Kostrzewa Łukasz, Nowak Robert
Institute of Computer Science, Warsaw University of Technology, Nowowiejska 15/19, 00-665 Warsaw, Poland.
Sensors (Basel). 2022 Mar 9;22(6):2137. doi: 10.3390/s22062137.
In this work, the problem of classifying Polish court rulings based on their text is presented. We use natural language processing methods and classifiers based on convolutional and recurrent neural networks.
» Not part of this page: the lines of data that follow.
PR #2439, opened 2026-07-27
Fix issue with spatially variable soil transport velocity in DepthDependentTaylorDiffuser

### LINKED ISSUE #2426: DepthDependentTaylorDiffuser gives an error when soil transport velocity is variable
Hello Landlab team! 

I'm working with DepthDependentTaylorDiffuser in a landlab version I installed in 2024. In this version I was using the soil transport velocity K variable across my model grid (based on a vegetation field I'm currently using). Recently I installed the latest landlab version in another environment and my model was crashing whenever I tried to use an array with varying soil transport velocity values. 

I compared both versions of the component and saw that, at line 426, the latest version only allows to check for the courant factor for one value of dt_max (see screenshot), and crashes if I give an array with a non-homogeneous _K. It works well again if I change (self._dt_max < dt) to (self._dt_max < dt).any()

Image

I just wanted to point this out, but I don't know if this change was something intentional. 

Thanks a lot!!

matheuswalmeida:
# Pull Request Guidelines

  not just *what* was changed.

---

## Pull Request Checklist

---

## Description

This PR updates DepthDependentTaylorDiffuser to prevent errors when running the component with a spatially variable soil transport velocity array `K` . 

---

## Related Issues

Closes #2426

### DIFF
--- a/src/landlab/components/depth_dependent_taylor_soil_creep/hillslope_depth_dependent_taylor_flux.py
+++ b/src/landlab/components/depth_dependent_taylor_soil_creep/hillslope_depth_dependent_taylor_flux.py
@@ -317,7 +317,7 @@ class DepthDependentTaylorDiffuser(Component):
         ----------
         grid: ModelGrid
             Landlab ModelGrid object
-        linear_diffusivity: float, optional, DEPRECATED
+        linear_diffusivity: float, ndarray of float, or str, optional, DEPRECATED
             Hillslope diffusivity / decay depth, m/yr
             Default = 1.0
         slope_crit: float, optional
@@ -337,7 +337,7 @@ class DepthDependentTaylorDiffuser(Component):
             "raise", "warn")
         courant_factor : float, optional
             Courant factor for timestep calculation.
-        soil_transport_velocity : float, optional, default = 1.0
+        soil_transport_velocity : float, ndarray of float, or str, optional, default = 1.0
             Velocity parameter for soil transport, m/yr. Diffusivity is the
             product of this parameter and soil_transport_decay_depth.
         """
@@ -405,7 +405,7 @@ class DepthDependentTaylorDiffuser(Component):
             # Test for time stepping courant condition
             # Test for time stepping courant condition
             courant_slope_term = 0.0
-            courant_s_over_scrit = self._slope.max() / self._slope_crit
+            courant_s_over_scrit = self._slope / self._slope_crit
             for i in range(0, 2 * self._nterms, 2):
                 courant_slope_term += courant_s_over_scrit**i
                 if np.any(np.isinf(courant_slope_term)):
@@ -417,8 +417,10 @@ class DepthDependentTaylorDiffuser(Component):
                     raise RuntimeError(message)
             # Calculate De Max
             de_max = self._K * self._soil_transport_decay_depth * courant_slope_term
-            # Calculate longest stable timestep
-            self._dt_max = self._courant_factor * self._shortest_link**2 / de_max
+            # Calculate longest stable timestep per link
+            dt_max_per_link = self._courant_factor * self._grid.length_of_link**2 / de_max
+            # Uses the lowest dt (in case of variable K) 
+            self._dt_max = np.min(dt_max_per_link)
 
             # Test for the Courant condition and print warning if user intended
             # for it to be printed.
--- a/src/landlab/components/depth_dependent_taylor_soil_creep/hillslope_depth_dependent_taylor_flux.py
+++ b/src/landlab/components/depth_dependent_taylor_soil_creep/hillslope_depth_dependent_taylor_flux.py
@@ -418,8 +418,10 @@ class DepthDependentTaylorDiffuser(Component):
             # Calculate De Max
             de_max = self._K * self._soil_transport_decay_depth * courant_slope_term
             # Calculate longest stable timestep per link
-            dt_max_per_link = self._courant_factor * self._grid.length_of_link**2 / de_max
-            # Uses the lowest dt (in case of variable K) 
+            dt_max_per_link = (
+                self._courant_factor * self._grid.length_of_link**2 / de_max
+            )
+            # Uses the lowest dt (in case of variable K)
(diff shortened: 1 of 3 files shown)


mcflugen:
@matheuswalmeida Thank you for this contribution!

Some comments:
1. The documentation for this component says that `soil_transport_velocity` should be a float, not spatially variable. I'm not familiar enough with this component and its algorithm to know if spatially variable `k` should be allowed.

Assuming a spatially variable soild transport velocity is ok:
1. The description of `soil_transport_velocity` should be updated.
2. The calculation of the time step should probably be updated,
    ```python
    de_max = self._K * self._soil_transport_decay_depth * courant_slope_term
    # Calculate longest stable timestep
    self._dt_max = self._courant_factor * self._shortest_link**2 / de_max
    ```
    Instead of `self._shortest_link`, I imagine it should now be `self.grid.length_of_link`.
3. Please add tests that verify both that a variable `k` works and also that the solution matches what you would get with a scalar value (for example, that a soil transport velocity of `2.0` matches `np.full(grid.number_of_links, 2.0)`).

@gregtucker Do you have thoughts on this?

matheuswalmeida:
@mcflugen Thank you for the comments! 

I have done the modifications you mentioned (updated the description and time step calculation) and added a couple of unit tests to check for non homogeneous K. I'm happy to do any additional alterations if needed.

src/landlab/components/depth_dependent_taylor_soil_creep/hillslope_depth_dependent_taylor_flux.py
```diff
@@ -337,7 +337,7 @@ def __init__(
             "raise", "warn")
         courant_factor : float, optional
             Courant factor for timestep calculation.
-        soil_transport_velocity : float, optional, default = 1.0
+        soil_transport_velocity : float, ndarray of float, or str, optional, default = 1.0
```
mcflugen: Is this true? Can `soil_trasport_velocity` be a `str`? Same with `linear_diffusivity` above. It doesn't look like it to me.

src/landlab/components/depth_dependent_taylor_soil_creep/hillslope_depth_dependent_taylor_flux.py
```diff
@@ -405,7 +405,7 @@ def soilflux(self, dt):
             # Test for time stepping courant condition
             # Test for time stepping courant condition
             courant_slope_term = 0.0
-            courant_s_over_scrit = self._slope.max() / self._slope_crit
+            courant_s_over_scrit = self._slope / self._slope_crit
```
mcflugen: Why do you take the max of all the slopes here?

gregtucker:
@matheuswalmeida thanks for this PR! It's a nice capability to add. The classic linear-diffusion, regular-grid CFL condition is $\Delta t < \Delta x^2 / 2 D$. I think what's needed here is to modify this to account for both the nonlinearity in the effective $D$ (which now can also vary in space), and the possibility of spatially variable grid size, which the current code handles by looking for the shortest link (though in truth I'm not sure whether this should be link length or some other measure of grid-cell size).

src/landlab/components/depth_dependent_taylor_soil_creep/hillslope_depth_dependent_taylor_flux.py
```diff
@@ -417,13 +417,17 @@ def soilflux(self, dt):
...
+                self._courant_factor * self._grid.length_of_link**2 / de_max
+            )
+            # Uses the lowest dt (in case of variable K)
+            self._dt_max = np.min(dt_max_per_link)
 
             # Test for the Courant condition and print warning if user intended
             # for it to be printed.
             if (
-                (self._dt_max < dt)
+                (self._dt_max < dt).any()
```
mcflugen: Since you take the min of `dt_max_per_link` above, `_dt_max` is a scalar so you should have to use `any` here.

tests/components/depth_dependent_taylor_soil_creep/test_depth_dependent_taylor_diffuser.py
```diff
@@ -36,7 +36,66 @@ def test_4x7_grid_vs_analytical_solution():
...
+    assert_array_equal(
+        np.round(z[my_nodes], 1), np.array([0.0, 6.2, 10.7, 12.6, 10.7, 6.2, 0.0])
+    )
+    assert_array_equal(
+        np.round(mg.at_node["soil__depth"][8:13], 2),
+        np.array([0.35, 0.35, 0.35, 0.35, 0.35]),
+    )
+
+
+def test_4x7_grid_vs_analytical_solution_array_K():
```
mcflugen: This test looks like repeated code from the scalar k test above. If that's the case, you should have a single test that's parametrized. So something like,
```python
@pytest.mark.slow
@pytest.mark.parametrize("k", (0.01, np.full(45, 0.01)))
def test_4x7_grid_vs_analytical_solution(k):
    ...
```

tests/components/depth_dependent_taylor_soil_creep/test_depth_dependent_taylor_diffuser.py
```diff
@@ -111,6 +170,45 @@ def test_infinite_taylor_error():
         DDdiff.soilflux(10)
 
 
+def test_variable_K_matches_uniform_scalar():
```
mcflugen: Because the previous test tests a scalar and an array to the same solution, I'm not sure this test is necessary.

mcflugen (changes requested):

src/landlab/components/depth_dependent_taylor_soil_creep/hillslope_depth_dependent_taylor_flux.py
mcflugen: You can remove this line now since you're no longer using the shortest link.

matheuswalmeida:
@mcflugen thanks for the review! I believe I have addressed everything correctly now.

We prepared a dataset of 144,784 authentic, anonymized Polish court rulings. We analyze various general language embedding matrices and multiple neural network architectures with different parameters. Results show that such models can classify documents with very high accuracy (>99%). We also include an analysis of wrongly predicted examples. Performance analysis shows that our method is fast and could be used in practice on typical server hardware with 2 Processors (Central Processing Units, CPUs) or with a CPU and a Graphics processing unit (GPU).
在这项工作中,提出了基于波兰法院裁决文本进行分类的问题。我们使用自然语言处理方法以及基于卷积神经网络和循环神经网络的分类器。我们准备了一个包含144,784份真实、匿名的波兰法院裁决的数据集。我们分析了各种通用语言嵌入矩阵以及具有不同参数的多个神经网络架构。结果表明,此类模型能够以非常高的准确率(>99%)对文档进行分类。我们还对错误预测的示例进行了分析。性能分析表明,我们的方法速度很快,可在配备2个处理器(中央处理器,CPU)或一个CPU和一个图形处理器(GPU)的典型服务器硬件上实际使用。